Assignment: Reproduce every entry exactly.
---*---
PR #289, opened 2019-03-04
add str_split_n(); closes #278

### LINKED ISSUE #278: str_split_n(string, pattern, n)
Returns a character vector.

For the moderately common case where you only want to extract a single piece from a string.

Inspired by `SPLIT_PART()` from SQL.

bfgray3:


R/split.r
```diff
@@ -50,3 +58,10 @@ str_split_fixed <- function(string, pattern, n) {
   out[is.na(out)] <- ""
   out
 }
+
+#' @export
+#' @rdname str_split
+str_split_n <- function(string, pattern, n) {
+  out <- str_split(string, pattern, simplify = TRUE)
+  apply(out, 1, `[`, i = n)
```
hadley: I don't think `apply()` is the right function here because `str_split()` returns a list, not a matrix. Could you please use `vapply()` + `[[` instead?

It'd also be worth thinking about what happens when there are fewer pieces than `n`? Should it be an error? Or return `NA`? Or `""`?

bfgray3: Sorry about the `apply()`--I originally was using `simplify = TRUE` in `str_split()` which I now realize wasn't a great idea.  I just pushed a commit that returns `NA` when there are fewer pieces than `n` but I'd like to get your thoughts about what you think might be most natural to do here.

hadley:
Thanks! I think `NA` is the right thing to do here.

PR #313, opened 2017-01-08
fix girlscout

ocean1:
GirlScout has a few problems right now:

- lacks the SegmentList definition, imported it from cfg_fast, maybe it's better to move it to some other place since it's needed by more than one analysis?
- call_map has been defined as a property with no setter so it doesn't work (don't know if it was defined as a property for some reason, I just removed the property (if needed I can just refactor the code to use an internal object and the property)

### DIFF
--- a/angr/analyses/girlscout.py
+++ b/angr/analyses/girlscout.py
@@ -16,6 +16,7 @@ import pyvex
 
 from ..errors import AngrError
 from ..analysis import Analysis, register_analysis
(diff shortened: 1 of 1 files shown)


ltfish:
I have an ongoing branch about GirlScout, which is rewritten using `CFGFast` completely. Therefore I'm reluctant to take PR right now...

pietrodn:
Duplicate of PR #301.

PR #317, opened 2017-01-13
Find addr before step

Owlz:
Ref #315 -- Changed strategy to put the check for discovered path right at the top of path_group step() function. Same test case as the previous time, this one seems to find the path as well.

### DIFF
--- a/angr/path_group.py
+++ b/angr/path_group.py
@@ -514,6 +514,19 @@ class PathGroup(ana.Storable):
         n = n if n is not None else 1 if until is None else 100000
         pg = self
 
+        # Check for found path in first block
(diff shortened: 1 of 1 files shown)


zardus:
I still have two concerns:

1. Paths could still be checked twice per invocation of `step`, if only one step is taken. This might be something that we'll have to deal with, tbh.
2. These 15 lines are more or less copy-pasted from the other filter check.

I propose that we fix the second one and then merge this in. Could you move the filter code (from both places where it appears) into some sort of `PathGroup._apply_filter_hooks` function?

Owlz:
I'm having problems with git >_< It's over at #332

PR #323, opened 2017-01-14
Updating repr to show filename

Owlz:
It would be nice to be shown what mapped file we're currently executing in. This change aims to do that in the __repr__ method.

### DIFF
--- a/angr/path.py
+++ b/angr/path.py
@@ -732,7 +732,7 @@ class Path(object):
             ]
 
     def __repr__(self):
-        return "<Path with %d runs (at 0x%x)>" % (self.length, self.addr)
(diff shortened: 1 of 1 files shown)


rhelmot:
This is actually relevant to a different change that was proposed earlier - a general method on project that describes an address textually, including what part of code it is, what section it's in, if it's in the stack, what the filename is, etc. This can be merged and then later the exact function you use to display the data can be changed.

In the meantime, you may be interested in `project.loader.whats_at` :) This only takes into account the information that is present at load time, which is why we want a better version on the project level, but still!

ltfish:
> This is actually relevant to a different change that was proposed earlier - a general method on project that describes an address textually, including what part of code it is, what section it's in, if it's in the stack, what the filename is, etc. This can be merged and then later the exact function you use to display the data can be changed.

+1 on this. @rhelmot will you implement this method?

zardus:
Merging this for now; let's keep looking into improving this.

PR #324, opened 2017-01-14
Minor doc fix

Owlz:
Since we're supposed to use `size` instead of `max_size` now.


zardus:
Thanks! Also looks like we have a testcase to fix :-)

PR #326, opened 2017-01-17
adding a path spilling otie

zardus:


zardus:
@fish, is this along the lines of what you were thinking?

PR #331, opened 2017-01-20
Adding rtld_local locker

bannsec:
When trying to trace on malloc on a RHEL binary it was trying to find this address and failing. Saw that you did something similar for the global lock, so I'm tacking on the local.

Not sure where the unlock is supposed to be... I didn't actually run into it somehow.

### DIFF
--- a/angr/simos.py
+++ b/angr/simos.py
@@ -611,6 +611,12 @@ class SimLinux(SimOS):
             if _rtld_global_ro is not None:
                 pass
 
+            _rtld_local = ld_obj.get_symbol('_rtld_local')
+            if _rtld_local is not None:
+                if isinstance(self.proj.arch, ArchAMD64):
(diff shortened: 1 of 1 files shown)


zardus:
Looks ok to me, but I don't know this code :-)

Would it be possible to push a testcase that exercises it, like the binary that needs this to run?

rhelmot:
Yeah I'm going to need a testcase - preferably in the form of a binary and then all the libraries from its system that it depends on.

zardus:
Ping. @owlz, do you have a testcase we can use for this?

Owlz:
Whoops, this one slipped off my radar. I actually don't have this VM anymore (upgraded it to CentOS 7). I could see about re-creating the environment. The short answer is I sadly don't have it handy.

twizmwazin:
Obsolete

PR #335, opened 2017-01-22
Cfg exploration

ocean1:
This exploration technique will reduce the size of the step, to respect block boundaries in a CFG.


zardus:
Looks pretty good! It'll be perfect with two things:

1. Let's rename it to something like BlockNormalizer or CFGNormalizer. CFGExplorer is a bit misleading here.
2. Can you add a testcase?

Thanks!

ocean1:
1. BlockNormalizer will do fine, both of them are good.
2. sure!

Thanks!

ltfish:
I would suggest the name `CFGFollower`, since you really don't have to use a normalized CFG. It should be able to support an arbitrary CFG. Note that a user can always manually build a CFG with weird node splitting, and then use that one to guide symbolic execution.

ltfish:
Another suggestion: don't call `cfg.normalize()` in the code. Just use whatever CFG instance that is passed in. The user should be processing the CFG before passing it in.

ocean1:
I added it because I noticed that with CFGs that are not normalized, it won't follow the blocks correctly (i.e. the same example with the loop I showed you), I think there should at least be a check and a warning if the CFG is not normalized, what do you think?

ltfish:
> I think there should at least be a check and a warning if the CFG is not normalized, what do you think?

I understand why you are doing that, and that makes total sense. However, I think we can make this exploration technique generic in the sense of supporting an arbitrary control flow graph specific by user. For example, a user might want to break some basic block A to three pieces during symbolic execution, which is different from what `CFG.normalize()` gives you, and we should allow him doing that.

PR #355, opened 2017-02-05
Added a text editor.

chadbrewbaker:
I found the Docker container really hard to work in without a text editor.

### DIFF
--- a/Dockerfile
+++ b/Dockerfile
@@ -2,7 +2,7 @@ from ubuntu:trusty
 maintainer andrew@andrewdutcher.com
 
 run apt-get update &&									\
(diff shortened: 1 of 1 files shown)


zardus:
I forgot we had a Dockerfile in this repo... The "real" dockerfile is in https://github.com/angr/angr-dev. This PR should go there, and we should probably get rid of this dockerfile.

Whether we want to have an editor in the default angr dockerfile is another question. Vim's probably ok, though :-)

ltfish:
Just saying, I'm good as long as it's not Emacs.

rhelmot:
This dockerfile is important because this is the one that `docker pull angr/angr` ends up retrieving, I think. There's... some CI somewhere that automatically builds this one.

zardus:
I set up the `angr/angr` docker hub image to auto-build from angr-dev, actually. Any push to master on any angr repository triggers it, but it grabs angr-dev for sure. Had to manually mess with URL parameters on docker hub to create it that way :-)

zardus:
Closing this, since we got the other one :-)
---*---
Worked solution:
PR #289, opened 2019-03-04
add str_split_n(); closes #278

### LINKED ISSUE #278: str_split_n(string, pattern, n)
Returns a character vector.

For the moderately common case where you only want to extract a single piece from a string.

Inspired by `SPLIT_PART()` from SQL.

bfgray3:


R/split.r
```diff
@@ -50,3 +58,10 @@ str_split_fixed <- function(string, pattern, n) {
   out[is.na(out)] <- ""
   out
 }
+
+#' @export
+#' @rdname str_split
+str_split_n <- function(string, pattern, n) {
+  out <- str_split(string, pattern, simplify = TRUE)
+  apply(out, 1, `[`, i = n)
```
hadley: I don't think `apply()` is the right function here because `str_split()` returns a list, not a matrix. Could you please use `vapply()` + `[[` instead?

It'd also be worth thinking about what happens when there are fewer pieces than `n`? Should it be an error? Or return `NA`? Or `""`?

bfgray3: Sorry about the `apply()`--I originally was using `simplify = TRUE` in `str_split()` which I now realize wasn't a great idea.  I just pushed a commit that returns `NA` when there are fewer pieces than `n` but I'd like to get your thoughts about what you think might be most natural to do here.

hadley:
Thanks! I think `NA` is the right thing to do here.

PR #313, opened 2017-01-08
fix girlscout

ocean1:
GirlScout has a few problems right now:

- lacks the SegmentList definition, imported it from cfg_fast, maybe it's better to move it to some other place since it's needed by more than one analysis?
- call_map has been defined as a property with no setter so it doesn't work (don't know if it was defined as a property for some reason, I just removed the property (if needed I can just refactor the code to use an internal object and the property)

### DIFF
--- a/angr/analyses/girlscout.py
+++ b/angr/analyses/girlscout.py
@@ -16,6 +16,7 @@ import pyvex
 
 from ..errors import AngrError
 from ..analysis import Analysis, register_analysis
(diff shortened: 1 of 1 files shown)


ltfish:
I have an ongoing branch about GirlScout, which is rewritten using `CFGFast` completely. Therefore I'm reluctant to take PR right now...

pietrodn:
Duplicate of PR #301.

PR #317, opened 2017-01-13
Find addr before step

Owlz:
Ref #315 -- Changed strategy to put the check for discovered path right at the top of path_group step() function. Same test case as the previous time, this one seems to find the path as well.

### DIFF
--- a/angr/path_group.py
+++ b/angr/path_group.py
@@ -514,6 +514,19 @@ class PathGroup(ana.Storable):
         n = n if n is not None else 1 if until is None else 100000
         pg = self
 
+        # Check for found path in first block
(diff shortened: 1 of 1 files shown)


zardus:
I still have two concerns:

1. Paths could still be checked twice per invocation of `step`, if only one step is taken. This might be something that we'll have to deal with, tbh.
2. These 15 lines are more or less copy-pasted from the other filter check.

I propose that we fix the second one and then merge this in. Could you move the filter code (from both places where it appears) into some sort of `PathGroup._apply_filter_hooks` function?

Owlz:
I'm having problems with git >_< It's over at #332

PR #323, opened 2017-01-14
Updating repr to show filename

Owlz:
It would be nice to be shown what mapped file we're currently executing in. This change aims to do that in the __repr__ method.

### DIFF
--- a/angr/path.py
+++ b/angr/path.py
@@ -732,7 +732,7 @@ class Path(object):
             ]
 
     def __repr__(self):
-        return "<Path with %d runs (at 0x%x)>" % (self.length, self.addr)
(diff shortened: 1 of 1 files shown)


rhelmot:
This is actually relevant to a different change that was proposed earlier - a general method on project that describes an address textually, including what part of code it is, what section it's in, if it's in the stack, what the filename is, etc. This can be merged and then later the exact function you use to display the data can be changed.

In the meantime, you may be interested in `project.loader.whats_at` :) This only takes into account the information that is present at load time, which is why we want a better version on the project level, but still!

ltfish:
> This is actually relevant to a different change that was proposed earlier - a general method on project that describes an address textually, including what part of code it is, what section it's in, if it's in the stack, what the filename is, etc. This can be merged and then later the exact function you use to display the data can be changed.

+1 on this. @rhelmot will you implement this method?

zardus:
Merging this for now; let's keep looking into improving this.

PR #324, opened 2017-01-14
Minor doc fix

Owlz:
Since we're supposed to use `size` instead of `max_size` now.


zardus:
Thanks! Also looks like we have a testcase to fix :-)

PR #326, opened 2017-01-17
adding a path spilling otie

zardus:


zardus:
@fish, is this along the lines of what you were thinking?

PR #331, opened 2017-01-20
Adding rtld_local locker

bannsec:
When trying to trace on malloc on a RHEL binary it was trying to find this address and failing. Saw that you did something similar for the global lock, so I'm tacking on the local.

Not sure where the unlock is supposed to be... I didn't actually run into it somehow.

### DIFF
--- a/angr/simos.py
+++ b/angr/simos.py
@@ -611,6 +611,12 @@ class SimLinux(SimOS):
             if _rtld_global_ro is not None:
                 pass
 
+            _rtld_local = ld_obj.get_symbol('_rtld_local')
+            if _rtld_local is not None:
+                if isinstance(self.proj.arch, ArchAMD64):
(diff shortened: 1 of 1 files shown)


zardus:
Looks ok to me, but I don't know this code :-)

Would it be possible to push a testcase that exercises it, like the binary that needs this to run?

rhelmot:
Yeah I'm going to need a testcase - preferably in the form of a binary and then all the libraries from its system that it depends on.

zardus:
Ping. @owlz, do you have a testcase we can use for this?

Owlz:
Whoops, this one slipped off my radar. I actually don't have this VM anymore (upgraded it to CentOS 7). I could see about re-creating the environment. The short answer is I sadly don't have it handy.

twizmwazin:
Obsolete

PR #335, opened 2017-01-22
Cfg exploration

ocean1:
This exploration technique will reduce the size of the step, to respect block boundaries in a CFG.


zardus:
Looks pretty good! It'll be perfect with two things:

1. Let's rename it to something like BlockNormalizer or CFGNormalizer. CFGExplorer is a bit misleading here.
2. Can you add a testcase?

Thanks!

ocean1:
1. BlockNormalizer will do fine, both of them are good.
2. sure!

Thanks!

ltfish:
I would suggest the name `CFGFollower`, since you really don't have to use a normalized CFG. It should be able to support an arbitrary CFG. Note that a user can always manually build a CFG with weird node splitting, and then use that one to guide symbolic execution.

ltfish:
Another suggestion: don't call `cfg.normalize()` in the code. Just use whatever CFG instance that is passed in. The user should be processing the CFG before passing it in.

ocean1:
I added it because I noticed that with CFGs that are not normalized, it won't follow the blocks correctly (i.e. the same example with the loop I showed you), I think there should at least be a check and a warning if the CFG is not normalized, what do you think?

ltfish:
> I think there should at least be a check and a warning if the CFG is not normalized, what do you think?

I understand why you are doing that, and that makes total sense. However, I think we can make this exploration technique generic in the sense of supporting an arbitrary control flow graph specific by user. For example, a user might want to break some basic block A to three pieces during symbolic execution, which is different from what `CFG.normalize()` gives you, and we should allow him doing that.

PR #355, opened 2017-02-05
Added a text editor.

chadbrewbaker:
I found the Docker container really hard to work in without a text editor.

### DIFF
--- a/Dockerfile
+++ b/Dockerfile
@@ -2,7 +2,7 @@ from ubuntu:trusty
 maintainer andrew@andrewdutcher.com
 
 run apt-get update &&									\
(diff shortened: 1 of 1 files shown)


zardus:
I forgot we had a Dockerfile in this repo... The "real" dockerfile is in https://github.com/angr/angr-dev. This PR should go there, and we should probably get rid of this dockerfile.

Whether we want to have an editor in the default angr dockerfile is another question. Vim's probably ok, though :-)

ltfish:
Just saying, I'm good as long as it's not Emacs.

rhelmot:
This dockerfile is important because this is the one that `docker pull angr/angr` ends up retrieving, I think. There's... some CI somewhere that automatically builds this one.

zardus:
I set up the `angr/angr` docker hub image to auto-build from angr-dev, actually. Any push to master on any angr repository triggers it, but it grabs angr-dev for sure. Had to manually mess with URL parameters on docker hub to create it that way :-)

zardus:
Closing this, since we got the other one :-)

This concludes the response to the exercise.